Лучшим моим клиентом стал посол X, По утрам, еще до завтрака, за мной заезжал его личный шофер, а в конце каждого урока посол делал мне игривое предложение.
Едва мы выходили на крыльцо посольства, водитель швырял щетку на землю и замирал по стойке «смирно» возле дверцы огромного черного «линкольна-континентал», сверкавшего влажными боками на усыпанной гравием дорожке. Воздев указательный палец, чтобы привлечь мое внимание, посол замирал.
— Ты. — Сосредоточенно нахмурив брови, он тыкал в меня пальцем: — Третится? — вопрошал он.
— Встретиться? — предлагала я.
— Встретиться, — исправлял ошибку посол, — меня, — и с плотоядной ухмылкой тыкал пальцем себе в грудь, — в отель «Харагуа» эту ночь? — победно завершал он фразу и гордо вскидывал голову, ожидая похвал. Коренастый, низенький, он был почти одного роста со мной.
Я качала головой и поправляла:
— Давайте встретимся сегодня вечером в отеле.
Посол хихикал и хлопал себя по бедру:
— Я стретим тебя! Я стретим тебя!
— Правильно. Я встречусь с вами завтра утром, как всегда — в семь часов, — отвечала я. — И пожалуйста, повторите главу шестую, про порядок слов в английском вопросе.
Посол мрачнел и разводил руками:
— Ты мой не любит!
По подъездной дорожке уже шагал Янош Краус с палитрой и коробкой с красками: каждое утро он являлся писать портрет посла и в очевидном замешательстве приподнимал шляпу, не зная, то ли сначала поклониться мужчине, ведь он — посол, то ли такой же, как он сам, беженке, все же она как-никак дама.
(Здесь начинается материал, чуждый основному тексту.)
Issue #699, opened 2017-02-26
Few lines missing from output of .bin file [sample attached]


saurabhshri:
While working on another issue, I created a .bin file from a sample (https://sampleplatform.ccextractor.org/sample/67). 

When extracting subs from .bin file, the ending few lines are missing, while they are perfectly extracted from original file.

Original :

```
12
00:00:52,140 --> 00:00:54,279
Mogu, your bag!

13
00:00:54,380 --> 00:00:56,679
<font color="#00ffff">(Strains)</font>

14
00:00:56,780 --> 00:00:58,979
<font color="#00ffff">It's strong!</font>

```

From .bin of above sample (http://gsocdev3.ccextractor.org/~saurabhshri/67.bin) : 

```
12
00:00:52,140 --> 00:00:54,279
Mogu, your bag!

```

I created bin using : `ccextractor -ts -pn 578 -out=bin -o 67.bin 67` where 67 was the name of sample.

EDIT : Corrected the .bin file. Previous file had incorrect timings.

cfsmp3:
2 GSoC points.

saurabhshri:
Closing through #725 . The issue appears to be resolved with attached file.
Note : Timing is off by few milliseconds (but they may be for good, maybe someone can check on it).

Посол усаживал меня в лимузин. Я оглядывалась: венгр, кланяясь, сгибался пополам, а посол, поцеловав на ступеньках веранды собственные пальцы, посылал мне воздушный поцелуй.
— Как дела, учителца? — спросил Хайме, водитель лимузина.
— Учи-тель-ни-ца, — поправила я.
— Учи-тель-ница, — поправился Хайме.
Каждый день он возил меня в резиденцию посла, потом обратно и по дороге бесплатно учился английскому. Он удивлял меня своим небрежным идиоматичным английским, которого, видимо, нахватался у меня за полгода; за те же полгода его патрон не освоил ни единого нового правила и не избавился ни от одной застарелой ошибки. У меня создалось впечатление, что те, кому английский дается, усваивают его с лету, а те, кому он не дается, не выучат его никогда. Путь от незнания к знанию был для меня тайной за семью печатями.
— Какой прекрасный денек! «Прекрасный денек» — правильный?
— Правильно. Да, денек выдался замечательный.
Мы ехали по Малекон — красивой улице вдоль берега Карибского моря; оно неподвижно синело справа от нас. Слева в бескрайних садах прятались затейливые виллы богачей. Там и сям черные ребятишки поливали из шлангов лужайке, — казалось, что они сами извергают эти сверкающие водяные струи, от которых даже под жгучим доминиканским солнцем ярко зеленеет трава.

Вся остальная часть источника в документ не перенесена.